— PROMPT —
Show all lines of the listing that contain the word "style".

— INPUT —
·····

PR #822, opened 2025-04-22
Fixes #26770: WoChangeRequestJdbcRepository#updateChangeRequest executes several transactions

skaerg:
https://issues.rudder.io/issues/26770

### DIFF
--- a/change-validation/src/main/scala/com/normation/plugins/changevalidation/ChangeRequestJdbcRepository.scala
+++ b/change-validation/src/main/scala/com/normation/plugins/changevalidation/ChangeRequestJdbcRepository.scala
@@ -38,6 +38,9 @@
 package com.normation.plugins.changevalidation
 
 import cats.data.NonEmptyList
+import cats.syntax.applicative.*
+import cats.syntax.applicativeError.*
+import cats.syntax.functor.*
 import cats.syntax.reducible.*
 import com.normation.errors.*
 import com.normation.eventlog.EventActor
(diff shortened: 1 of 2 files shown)


skaerg:
Commit modified

skaerg:
Commit modified

change-validation/src/main/scala/com/normation/plugins/changevalidation/ChangeRequestJdbcRepository.scala
```diff
@@ -297,29 +299,31 @@ class WoChangeRequestJdbcRepository(
...
-          updateChangeRequestSQL(name, desc, xml, modId, changeRequest.id).run.transact(xa)
-        )
+    val process = {
+      for {
+        exists <- getSQL(changeRequest.id).option
+        _      <- exists match {
+                    case None    =>
+                      val msg =
+                        s"Change Request with id ${changeRequest.id.value} was not found in database"
+                      new Exception(msg).raiseError[ConnectionIO, Throwable]
```
clarktsiory, line 313: The exception type `IllegalArgumentException` may be more suited here, errors should better be informative.
We wouldn't bother to create a custom exception type, as it will only be used as a message container (but we would need a custom type and match on each one if we want to handle each database error specifically).

clarktsiory (changes requested):
There are some needed changes for Worfklow repository because the implementation semantics should not change : the update in db must not throw

skaerg:
Commit modified

skaerg:
Commit modified

clarktsiory (approved):
LGTM, the logs are now standardized, and outside of the `ConnectionIO` operations.
And having a single transaction which checks the existence of a change requests and updates it guarantees that it will still be there

PR #832, opened 2025-05-15
Fixes #26906: Migrate the ChangeValidationSettings snippet from Scala/lift to Elm

skaerg:
https://issues.rudder.io/issues/26906

This PR is part of the plan to remove the dependency to lift from change-validation.
The goal of this PR is to port the `Change validation status` section of the change-validation settings page to Elm, thereby replacing the `ChangeValidationSettings` lift snippet. 

This new section was integrated with the existing Elm app that renders the 
`SupervisedTargets` and `WorkflowUsers` sections, which were previously two separate Elm apps (see https://github.com/Normation/rudder-plugins/pull/840). The entire change-validation settings page is now rendered by a single Elm app that contains all three sections.

image

Notes : 
- The api calls that were previously executed by one or more separate Elm apps or snippets are now called only once (e.g. the initial `GET` api call in order to display the current settings' values) and handled separately by each section.
- The Elm app is loaded if and only if the change-validation settings tab is clicked/loaded (it used to be loaded even if the user only visited the other settings pages, e.g. the `General settings` page)
- Some info-sections were rephrased for clarity and/or modified when there were contradictions between two different info-sections (see https://github.com/Normation/rudder-plugins/pull/832/commits/31ed45f4680680ca119c7db5dfe5f3bcf7890b13 )
- The checkboxes now use bootstrap 5 as well as fontawesome icons, thereby replacing the uses of `ion ion-checkmark` in this page


skaerg:
PR updated with a new commit

skaerg:
Commit modified

skaerg:
Commit modified

change-validation/src/main/elm/sources/ChangeValidationSettings.elm
```diff
@@ -21,7 +26,14 @@ init flags =
...
             initModel flags.contextPath flags.hasWriteRights
     in
-    ( m, Cmd.batch [ getUsers m.workflowUsersModel, getValidateAllSetting m.workflowUsersModel, getTargets m.supervisedTargetsModel ] )
+    ( m
+    , Cmd.batch
+        [ getChangeValidationStatus m.workflowSettingsModel
+        , getAllWorkflowSettings m
+        , getUsers m.workflowUsersModel
+        , getTargets m.supervisedTargetsModel
+        ]
```
clarktsiory, line 35: Fine, but the `getChangeValidationStatus` call is not necessary because the Elm app is only loaded when the plugin is enabled anyway...
(and if we really had to check this, it would not be all commands in batch in the `init`, but rather getting the status first, then getting all other data in batch)

change-validation/src/main/elm/sources/WorkflowSettings.elm
```diff
@@ -35,17 +53,116 @@ update msg model =
...
+        settingName =
+            case setting of
+                WorkflowEnabled ->
+                    "enable_change_request"
+
+                SelfValidation ->
+                    "enable_self_validation"
+
+                SelfDeployment ->
+                    "enable_self_deployment"
```
clarktsiory, line 106: this is used more than once across the different functions : it should be refactored as 
```elm
settingText : WorkflowSetting -> String
```

clarktsiory:
yes you can do improvements on the HTML content, it was in the HTML template but now it's in an Elm file so if you don't do it in Elm, it will not be fixed (if we also fix it in previous version with HTML, it will need to be fixed by hand in the Elm file during upmerge)

clarktsiory:
I don't know which one is correct, so it needs to be tested

change-validation/src/main/elm/sources/DataTypes.elm
```diff
@@ -84,9 +89,103 @@ type alias FormState =
...
+------------------------------
+-- WORKFLOW SETTINGS --
+------------------------------
+
+
+type alias WorkflowSettingsModel =
+    { contextPath : String
+    , canWrite : Bool
+    , viewState : ViewState
+    }
```
clarktsiory, line 102: This belongs to the `WorkflowSettings` module

clarktsiory: `canWrite` does not follow our convention so it makes it hard to find and the specificity will lead to believe that is an exception and behaves differently
```suggestion
type alias WorkflowSettingsModel =
    { contextPath : String
    , hasWriteRights : Bool
    , viewState : ViewState
    }
```

change-validation/src/main/elm/sources/WorkflowSettings.elm
```diff
@@ -0,0 +1,380 @@
...
+            model |> updateSetting result SelfDeployment
+
+        SwapWorkflowEnabled ->
+            ( model |> swapSettingOn WorkflowEnabled, Cmd.none )
+
+        SwapSelfValidation ->
+            ( model |> swapSettingOn SelfValidation, Cmd.none )
+
+        SwapSelfDeployment ->
+            ( model |> swapSettingOn SelfDeployment, Cmd.none )
```
clarktsiory, line 67: So, there already is the type 
```elm
type WorkflowSetting
    = WorkflowEnabled
    | SelfValidation
    | SelfDeployment
```
So why not use them in the messages ?

It could be simplified to : 
```elm
type Msg =
   ...
   | SaveWorkflowSetting WorkflowSetting (Result Err Bool)
   | ToggleSetting WorkflowSetting
```
And in the update 
```suggestion
        SaveWorkflowSetting setting result ->
           updateSetting setting result model

        ToggleSetting ->
            ( model |> toggleSettingOn SelfDeployment, Cmd.none )
```

change-validation/src/main/elm/sources/WorkflowSettings.elm
```diff
@@ -0,0 +1,380 @@
...
+                        SelfDeployment ->
+                            { formSettings | selfDeployment = newValue }
+            in
+            { model | viewState = WorkflowSettingsView { initSettings = newSettings, formSettings = newSettings } }
+
+
+{-| Swap the current value of a setting in the view (when a given setting is clicked)
+-}
+swapSettingOn : WorkflowSetting -> WorkflowSettingsModel -> WorkflowSettingsModel
+swapSettingOn setting model =
```
clarktsiory, line 135: `toggle` is more suited

change-validation/src/main/elm/sources/WorkflowSettings.elm
```diff
@@ -0,0 +1,380 @@
...
+    case model.viewState of
+        InitWorkflowSettingsView ->
+            model
+
+        WorkflowSettingsView form ->
+            let
+                editedForm =
+                    swapSettingOnForm setting form.formSettings
+            in
+            { model | viewState = WorkflowSettingsView { form | formSettings = editedForm } }
```
clarktsiory, line 157: to save some vertical space and for readability  
```suggestion
        swapSettingOnForm f =
            case setting of
                WorkflowEnabled ->
                    { f | workflowEnabled = not f.workflowEnabled }

                SelfValidation ->
                    { f | selfValidation = not f.selfValidation }

                SelfDeployment ->
                    { f | selfDeployment = not f.selfDeployment }
    in
    case model.viewState of
        InitWorkflowSettingsView ->
            model

        WorkflowSettingsView form ->
            { model | viewState = WorkflowSettingsView { form | formSettings = swapSettingOnForm form.formSettings } }
```

change-validation/src/main/elm/sources/DataTypes.elm
```diff
@@ -95,7 +194,7 @@ type WorkflowUsersMsg
       GetUsers (Result Error UserList)
     | RemoveUser (Result Error Username)
     | SaveWorkflow (Result Error UserList)
-    | CallApi (Model -> Cmd Msg)
+    | CallApi (WorkflowUsersModel -> Cmd Msg)
```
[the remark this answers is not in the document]
clarktsiory: it's explained in another comment (https://github.com/Normation/rudder-plugins/pull/832#discussion_r2131808097), the `WorkflowUsers` module should not know about the parent `Msg` in the composite pattern, or else it defeats the purpose of encapsulating the child.
A solution could be to avoid having a generic  `CallApi` but use concrete messages for API calls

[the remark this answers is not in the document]
skaerg: Regardless of the `CallApi` type, each sub-section of the main app (`SupervisedTargets`, `WorfklowUsers`, `WorkflowSettings`) depends on the Msg type in order to display the app in their individual view functions : the main app has a view function that returns a `Html Msg` and the display of each sub-section is delegated to its dedicated module, hence why the view function of each subsection also returns a `Html Msg`.

Is there a way to display each section without depending on the `Msg` type  (i.e. is there a way to "convert" a `Html WorkflowUsersMsg` into a `Html Msg`, and so on) ?

change-validation/src/main/elm/sources/SupervisedTargets.elm
```diff
@@ -1,6 +1,5 @@
-module SupervisedTargets exposing (alphanumericRegex, decodeApiCategory, decodeApiSave, decodeCategory, decodeSubcategories, decodeTarget, displayCategory, displaySubcategories, displayTarget, encodeTargets, getSupervisedIds, getTargets, initModel, isAlphanumeric, saveTargets, update, updateTarget, view)
+module SupervisedTargets exposing (Category, Subcategories, SupervisedTargetsModel, SupervisedTargetsMsg, Target, getTargets, initModel, update, view)
```
clarktsiory, line 1: `getTargets` could be removed from the publicly exposed API, we don't need to expose this specific API call : what the parent app needs to know is what "initial commands" this component needs, so you can define  
```elm
initCmd: Cmd SupervisedTargetsMsg
initCmd =
    getTargets parentModel

getTargets : { a | contextPath : ContextPath } -> Cmd SupervisedTargetsMsg
getTargets { contextPath } =
    ...
```

change-validation/src/main/elm/sources/WorkflowSettings.elm
```diff
@@ -1,16 +1,61 @@
-module WorkflowSettings exposing (..)
+module WorkflowSettings exposing (ViewState, WorkflowSettingsModel, WorkflowSettingsMsg, initModel, initWorkflowSettingsView, update, view)
```
clarktsiory, line 1: it seems weird that multiple `init` are exposed, the second one is not really and `init`, it's a setter, that has a confusing name.

I see that it is used in the parent with : 
```
                      { model
                        | workflowSettingsModel = { wsModel | viewState = WorkflowSettings.initWorkflowSettingsView settings }
                        ...
                      }
```

But the parent does not need to know that "the `viewState` field of the child model needs to be updated !".
What it wants is only an `updateSetting`/`setSetting` directly on the child model, so you could change the function to directly modify the `WorkflowSettingsModel`, I guess it would be an `update` then

change-validation/src/main/elm/sources/WorkflowUsers.elm
```diff
@@ -1,15 +1,17 @@
-module WorkflowUsers exposing (..)
+module WorkflowUsers exposing (EditMod, ValidateAllView, WorkflowUsersModel, WorkflowUsersMsg, WorkflowUsersView, getUsers, initModel, initValidateAllForm, update, view)
```
clarktsiory, line 1: same as other comments on both concerns : 
* `getUsers` is part of initial commands
* `initValidateAllForm` probably has the wrong name and signature

clarktsiory (changes requested):
Very nice result, it's relieving to finally have encapsulation in modules :tada: 
There are still some minor changes

change-validation/src/main/elm/sources/WorkflowUsers.elm
```diff
@@ -282,24 +415,575 @@ mapUserList field f viewState =
...
+                [ label [ style "vertical-align" "middle", style "display" "inline-block" ]
+                    [ if isEditActivate then
+                        input
+                            [ class "box-input-element center-box-element"
+                            , type_ "checkbox"
+                            , value user.username
+                            , checked isChecked
+                            ]
+                            []
+
```
skaerg, line 710: The checkboxes already seem to be synchronized with the model

PR #837, opened 2025-05-23
Fixes #26951: Plugins need CSP to be strict in Rudder but disabled in plugin pages

clarktsiory:
https://issues.rudder.io/issues/26951


clarktsiory:
PR updated with a new commit

clarktsiory:
PR updated with a new commit

PR #840, opened 2025-05-27
Fixes #26965: Merge the SupervisedTargets and WorkflowUser Elm apps in a single Elm app

skaerg:
https://issues.rudder.io/issues/26965

This is part of the plan to migrate the change-validation snippets from Scala to Elm.
This PR aims to "merge" the `SupervisedTargets` and `WorkflowUsers` Elm apps of the change-validation settings page as one app.

Commit history : 
1. Modify the structure of the html page so that the SupervisedTargets and WorkflowUsers apps are side by side
2. Merge both apps as one model (composite pattern) : the main app (ChangeValidationSettings) receives the users' input, and its handling is delegated to the appropriate part of the page (either WorkflowUsers or SupervisedTargets)
3. Create a separate viewState for the workflowUsers app (similar to the existing viewState for the validate-all checkbox)
4. Refactor wokflowUsers view according to new viewstate
5. fix style issues ; fix validate all button (it used to reload the whole page when clicked)
6. replace .ion checkboxes with fontawesome checkboxes in the supervisedtargets section
7. review corrections


change-validation/src/main/elm/sources/WorkflowUsers.elm
```diff
@@ -177,33 +235,124 @@ update msg model =
...
+                    WorkflowUsers { formState | validatedUsers = f formState }
+
+                UnvalidatedUsers ->
+                    WorkflowUsers { formState | unvalidatedUsers = f formState }
+
+                RightChecked ->
+                    WorkflowUsers { formState | rightChecked = f formState }
+
+                LeftChecked ->
+                    WorkflowUsers { formState | leftChecked = f formState }
```
clarktsiory, line 302: those pattern match are the only one being used, the method can be simplified (and its params)

change-validation/src/main/elm/sources/WorkflowUsers.elm
```diff
@@ -21,137 +17,191 @@ filterUnvalidatedUsers users =
...
-                    ( { model | users = filter (\m -> m.username /= removeUser) model.users }, Cmd.none )
+                    ( { model | workflowUsersView = setUserList3 (filter (\m -> m.username /= removeUser)) Users model.workflowUsersView }, Cmd.none )
 
                 Err error ->
-                    ( model, errorNotification ("An error occurred while trying to delete a validated users:" ++ getErrorMessage error) )
+                    let
+                        errMsg =
+                            "An error occurred while trying to delete a validated users:" ++ getErrorMessage error
+                    in
+                    ( workflowUsersError model errMsg, errorNotification errMsg )
```
clarktsiory, line 62: the model should be left as is, the error should not impact the whole UX, a notification will be sufficient

change-validation/src/main/elm/sources/WorkflowUsers.elm
```diff
@@ -177,33 +205,106 @@ update msg model =
...
+                        |> setUserList formState.validatedUsers LeftChecked
+                        |> setUserList [] RightChecked
+
+                Right ->
+                    viewState
+                        |> setUserList formState.unvalidatedUsers RightChecked
+                        |> setUserList [] LeftChecked
+
+        _ ->
+            viewState
```
clarktsiory, line 260: I expect a setter of user list on a field with the type `UserList`, but it could be made a lot clearer and taken advantage by changing it a bit : 
* this is not an actual setter in the sense of optics/lenses in functional programming, but it is rather a "partial" setter, which is only a setter when applied to the concrete field, which is `UserListField` here, so it should be named differently and have the following signature or else it will be breaking conventions : `setUserListOn : UserListField -> UserList -> ... -> WorkflowUsersView`
* it is a first step low-level abstraction over `{ model | myField = setOn MyField }`, but it has no significant advantage over defining the boilerplate of individual field with their respective setters : `setMyField : Fieldtype -> Model -> Model`
* the advantage could be in the higher-level abstractions that use it, in practice we can abstract over known operations on the model, for instance : 
  * `checkAllView` is a good example
  * but in general `LeftChecked` and `RightChecked` seem to be updated together often, so why not defining a `setChecked left right = setUserListOn LeftChecked left >> setUserListOn RightChecked right` ? 
  * it is the same case for `ValidatedUsers` and `UnvalidatedUsers`
  * I even see higher-level operations such as `moveUsersToLeft`, `clearChecked`, etc.

So, the function needs to be renamed, and it's already a good start for abstracting over operations on the model, but this necessitates taking the time to understand what actually happening on the model before doing all the abstractions (the best timing for doing that is when creating the model, applying changes, adding operations, or refactoring the logic, but this PR does not fall into that category, so the renaming should be enough for now)

change-validation/src/main/elm/sources/WorkflowUsers.elm
```diff
@@ -177,33 +205,106 @@ update msg model =
...
+
+
+mapUserList : (UserList -> UserList) -> UserListField -> WorkflowUsersView -> WorkflowUsersView
+mapUserList f field viewState =
```
clarktsiory, line 264:
```suggestion
updateUserListOn :  UserListField -> (UserList -> UserList) -> WorkflowUsersView -> WorkflowUsersView
mapUserListOn field f viewState =
```

change-validation/src/main/resources/template/ChangeValidationManagement.html
```diff
@@ -181,72 +179,10 @@ <h3 class="page-title">Configure change request triggers</h3>
...
-						Configuring groups below will hence have no effect on validated users (in the list above), but will apply to non-validated users, who will still need a change request to modify a node from a supervised group.
-					  </p>
-					</div>
-				  </div>
-				</div>
+			  <div id="changeValidationSettings"></div>
 
-			  </div>
-			  </lift:authz>
+			  <!--
```
clarktsiory, line 184: comments of HTML code should be removed, they are not supposed to be sent in the HTML page being served, or it will reduce bandwidth...

change-validation/src/main/resources/template/ChangeValidationManagement.html
```diff
@@ -317,7 +255,35 @@ <h3 class="page-subtitle">Configure groups with change validations</h3>
...
+				</lift:authz>
+
+				<script>
+					$(document).ready(function () {
+                      var cvs = document.getElementById("changeValidationSettings");
+                      var initValues = {
+                        contextPath: contextPath,
+                        hasWriteRights: hasWriteRights
+                      };
+                      var app = Elm.ChangeValidationSettings.init({node: cvs, flags: initValues});
```
clarktsiory, line 276: use of `const` is unambiguous and should always be preferred over `var`

clarktsiory:
:+1: it just need a rebase and squash into a single commit before merging

PR #842, opened 2025-06-03
Fixes #27029: Change request count Elm WorkflowInformation app needs a loader  

clarktsiory:
https://issues.rudder.io/issues/27029
Peek 2025-06-03 15-45

There is some refactoring that justify that we need to add a loader :
* we need to change the initialization of the Elm app to be in an AJAX, instead of in a `<script/>` using the actor's `partialUpdate` (as in https://github.com/Normation/rudder/pull/5966), because script tags are annoying within actors and when we add CSP headers (see https://github.com/Normation/rudder-plugins/pull/837)
* the AJAX is a bit slower which makes it noticeable, so we need to add placeholders for display, [using bootstrap classes](https://getbootstrap.com/docs/5.1/components/placeholders/)
* the access checks, when moved to the snippet of the plugin extension `TopBarExtension`, simplifies the code in the actor a lot

### DIFF
--- a/change-validation/src/main/elm/sources/WorkflowInformation.elm
+++ b/change-validation/src/main/elm/sources/WorkflowInformation.elm
@@ -222,32 +222,27 @@ update msg model =
 
 view : Model -> Html Msg
 view model =
-    case model.pendingCount of
-        PendingCountWithTotal pc ->
-            li
-                [ Attr.class "nav-item dropdown notifications-menu"
-                , Attr.id "workflow-app"
-                ]
-                [ a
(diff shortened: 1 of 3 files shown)


fanf:
Works well, but I find extremely annoying to have the loader moving the frame at each page change. It would be much less unsetling if the width was fixed, and the loading placeholder didn't change it - ie, if only the digit(s) were replaced by something, not the whole bubble.

fanf:
Created sub-issue https://issues.rudder.io/issues/27033 to track the non-static width thingy.

PR #843, opened 2025-06-03
Fixes #27032: Update plugins parent pom to use scala 3

fanf:
https://issues.rudder.io/issues/27032

Almost went smootly. We get the usual syntatic changes, and a couple of less nice ones. 

# Plugin dependencies / pom.xml

This went better than I thought, with some "I have no idea how maven resolves things at all". 

- I chose to use the numbered version of scala binary directly in the package name. Using `_${scala-binary-version}` is getting really confusing given we have two now, and it's not like we are changing again in near future. So we now have `_3` and `_2.13` in package names. 
- I added the second scala lib (one for each version). This mimics the main pom, I'm not absolutly sure we need it repeatead, but we are sure we need it, so... 
- we find back changes from core dep:
    - `sealarate` is removed
    - `cron4s` get the `atto` backend to avoid pb with scala parser used in liftweb
-  `cats-effect-std` is needed for tests using something related to database (doobie indrirectly), I made it provided at that level

# Syntatic and trivial changes

- some type asciption as always
- removing final for objects
- adding `then` part on if
- removing unused variables in pattern matching/for loops
- renaming shadowed variables
- `withCoproductInstance` => `withSealedSubtypeHandled`

# Better type resolution

There is several place where the type resolution is better and we are forced to be more sincere about what we do. 
For example, in `datasources/src/test/scala/com/normation/plugins/datasources/UpdateHttpDatasetTest.scala` there is several places where we were throwing exception in place of dealing with error. This need to be a real `die()` now. 

# ChangeValidation: Doobie implicits and `extends AnyVal`

As in https://github.com/Normation/rudder/pull/6369 we have some `case class ... extends AnyVal` that is not supported anymore. We need to implement the related codec and base check. 
Identified case are: 
- `WorkflowNodeId`
- `ChangeRequestId`

# Datasource: invalidate state in macro with `PatcherConfiguration`

I had an error about invalidate state for `patchCfg`, and not understanding it at all. It seems that the macro resolution does not support that anymore. 
Resolved by having the configuration `.ignoreNoneInPatch` used at each call site.

### DIFF
--- a/api-authorizations/src/main/scala/com/normation/plugins/apiauthorizations/ApiAccountsExtension.scala
+++ b/api-authorizations/src/main/scala/com/normation/plugins/apiauthorizations/ApiAccountsExtension.scala
@@ -75,7 +75,7 @@ class ApiAccountsExtension(val status: PluginStatus)(implicit val ttag: ClassTag
    *   ...
    * ]
    */
-  def render(xml: NodeSeq) = {
+  def render(xml: NodeSeq): NodeSeq = {
     // get all apis and for public one, and create the structure
     import net.liftweb.http.js.JsCmds.*
     import net.liftweb.http.js.JE.*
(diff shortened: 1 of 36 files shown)


fanf:
OK, merging this PR

PR #844, opened 2025-06-05
Fixes #27000: Datasources edition has action buttons even for read-only user

clarktsiory:
https://issues.rudder.io/issues/27000

* Action buttons were missing the `hasWriteRights` check
* `administration_write` permission allows to edit datasources, not `rule_write`


clarktsiory:
OK, merging this PR

PR #847, opened 2025-06-11
Fixes #26908: Migrate the ChangeRequestChangesForm snippet from Scala/lift to Elm

skaerg:
https://issues.rudder.io/issues/26908


change-validation/src/main/scala/com/normation/plugins/changevalidation/api/WorkflowInternalApi.scala
```diff
@@ -83,20 +102,60 @@ object WorkflowInternalApi       extends Enum[WorkflowInternalApi] with ApiModul
     }
   }
 
+  case object ChangeRequestDetailsWithHistory extends WorkflowInternalApi with OneParam with StartsAtVersion21 with SortIndex {
+    val z              = implicitly[Line].value
+    val (action, path) = GET / "changevalidation" / "workflow" / "changeRequestWithHistory" / "{id}"
+    val description    =
+      "Get the main details and list of logs of a change request by its ID."
```
clarktsiory, line 109: With the "main details and list of logs" it also returns all that is needed to display the details of the page eagerly (among which, the tree of changes).

I suggest `ChangeRequestMainDetails`

clarktsiory (changes requested):

change-validation/src/main/scala/com/normation/plugins/changevalidation/api/WorkflowInternalApi.scala
```diff
@@ -139,4 +198,188 @@ class WorkflowInternalApiImpl(
...
+
+  object ChangeRequestChanges extends LiftApiModule {
+    override val schema:  WorkflowInternalApi.ChangeRequestChanges.type = API.ChangeRequestChanges
+    implicit val encoder: JsonEncoder[ChangeRequestChangesJson]         = ChangeRequestChangesJson.encoder
+
+    // Checks if external validation is needed
+    def checkWorkflow: Boolean = workflowService.needExternalValidation()
+
+    private[this] def disabledWorkflowAnswer[T]: IOResult[T] = {
+      Inconsistency("Workflows are disabled in Rudder, the internal workflow API is not available").fail
```
clarktsiory, line 268: you could define these in a shared scope (in the parent class `WorkflowInternalApiImpl`) instead of copying it thrice).

I assume it's the same thing with `withChangeRequestContext`, and maybe other methods that are copied across endpoint implementations

clarktsiory (approved):
I fixed tests, and added some linter rules, and I made the elm-git-install run consistently

PR #851, opened 2025-06-12
Fixes #27043: Change request details history is not updated when updating via API

skaerg:
https://issues.rudder.io/issues/27043


change-validation/src/main/scala/com/normation/plugins/changevalidation/api/ChangeRequestApi.scala
```diff
@@ -410,12 +411,18 @@ class ChangeRequestApiImpl(
...
-          for {
-            updated    <- writeChangeRequest.updateChangeRequest(newCR, authzToken.qc.actor, None)
-            serialized <- serialize(updated, status).toIO
-          } yield {
-            serialized
+          workflowLevelService.getWorkflowService() match {
+            case ws: TwoValidationStepsWorkflowServiceImpl =>
+              for {
+                newCR      <- ws.updateChangeRequestInfo(changeRequest, newInfo, userService.getCurrentUser.actor, None)
+                updated    <- writeChangeRequest.updateChangeRequest(newCR, authzToken.qc.actor, None)
```
clarktsiory, line 418: the `writeChangeRequest.updateChangeRequest` seems to be redundant, the workflow level service already updates the change request repository

PR #857, opened 2025-06-17
Fixes #27115: Add a cache for OIDC validation request

fanf:
https://issues.rudder.io/issues/27115


fanf:
PR updated with a new commit

fanf:
PR updated with a new commit

auth-backends/src/main/scala/bootstrap/rudder/plugin/AuthBackendsConf.scala
```diff
@@ -1367,15 +1375,82 @@ object RudderOpaqueTokenAuthenticationProvider {
...
-    val a = opaqueTokenAuthenticationProvider.authenticate(authentication)
-    a
+    authentication match {
+      case token: BearerTokenAuthenticationToken =>
+        // check is that token already have an authentication
+        cache match {
+          // cache defined:
+          case Some(c) =>
+            c.get(token.getToken, (_: String) => doRemoteAuthentication(token)) match {
+              case Left(ex)                                      => throw ex
```
clarktsiory, line 1433: is seems like `Left` values errors are always stored in cache. Is it not potentially an issue if the called is filled up with wrong tokens even so that valid tokens are discarded ?
Why wouldn't we want to simply return the error ?

There seems to be solutions to discard the value in the cache : like returning null or so...
But it's really a Java API, we could use https://github.com/blemale/scaffeine

auth-backends/src/test/scala/com/normation/plugins/authbackends/TestCache.scala
```diff
@@ -0,0 +1,218 @@
...
+      introspector.count.get === 1
+    }
+
+    "second request ko even if in cache" in {
+      c = 5
+      val res = Try(providerCache.authenticate(GOOD_TOKEN_EXP1.toAuth))
+
+      res must beAnInstanceOf[scala.util.Failure[?]]
+      introspector.count.get === 1
+    }
```
clarktsiory, line 216: It seems that the failure should contain an `InvalidBearerTokenException` as required by Spring, shouldn't the exception type be explicit in the test ?

auth-backends/src/main/scala/com/normation/plugins/authbackends/Oauth2Authentication.scala
```diff
@@ -268,6 +274,7 @@ object RudderRegistrationPropertyCommon {
     A_URI_LOGOUT_REDIRECT     -> "(optional) the redirect URL to provide to the IdP after logout",
     A_URI_INTROSPECT          -> "in case of opaque access bearer token, the introspect URL on which the token must be validated",
     A_PIVOT_ATTRIBUTE         -> "the attribute used to find local app user (OIDC user authentication) or the local API token (opaque bearer token)",
+    A_CACHE_VALIDATION        -> "(optional) the duration (number followed by a time unit) for which an opaque token validation should be cache",
```
clarktsiory, line 277:
```suggestion
    A_CACHE_VALIDATION        -> "(optional) the duration (number followed by a time unit) for which an  validated opaque token should be cached",
```

clarktsiory (changes requested):
[The spec says](https://datatracker.ietf.org/doc/html/rfc7662#section-4) : 
> If the response contains the "exp" parameter (expiration), the response MUST NOT be cached beyond the time indicated therein.

I don't know where that condition could be checked then...

Otherwise I had some minor remarks and suggestions

auth-backends/src/test/scala/com/normation/plugins/authbackends/TestCache.scala
fanf: I don't see why we would limit to that. It could be any `AuthenticationFailure`. 
But even then, I think we really want to catch any exection raised by the underlying framework, and spring will do the translation reagarding resource cleaning accordingly.

fanf:
PR updated with a new commit

PR #860, opened 2025-06-23
Fixes #27149: Enable spotless for plugins

fanf:
https://issues.rudder.io/issues/27149

We are forced to duplicate in `<plugin-management>` and `<plugin>` the same things, I'm not sure why but let's say it's the way of maven. 

Also, add  `dependency-reduced-pom.xml` to git ignore. It looks like it's produced by modern maven to help reducing the number of dependencies, but it doesn't fit well with our parent pom bringing a lot of things.

### DIFF
--- a/.gitignore
+++ b/.gitignore
@@ -30,3 +30,4 @@ node_modules
 */*/*/gulpfile.mjs
 **/toserve/*/*.css
 **/toserve/*/*.scss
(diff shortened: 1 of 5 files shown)


clarktsiory:
PR updated with a new commit

clarktsiory (approved):
:rocket: I pushed to fix the format for some plugins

·····

— WRITTEN ANSWER —
+                [ label [ style "vertical-align" "middle", style "display" "inline-block" ]
5. fix style issues ; fix validate all button (it used to reload the whole page when clicked)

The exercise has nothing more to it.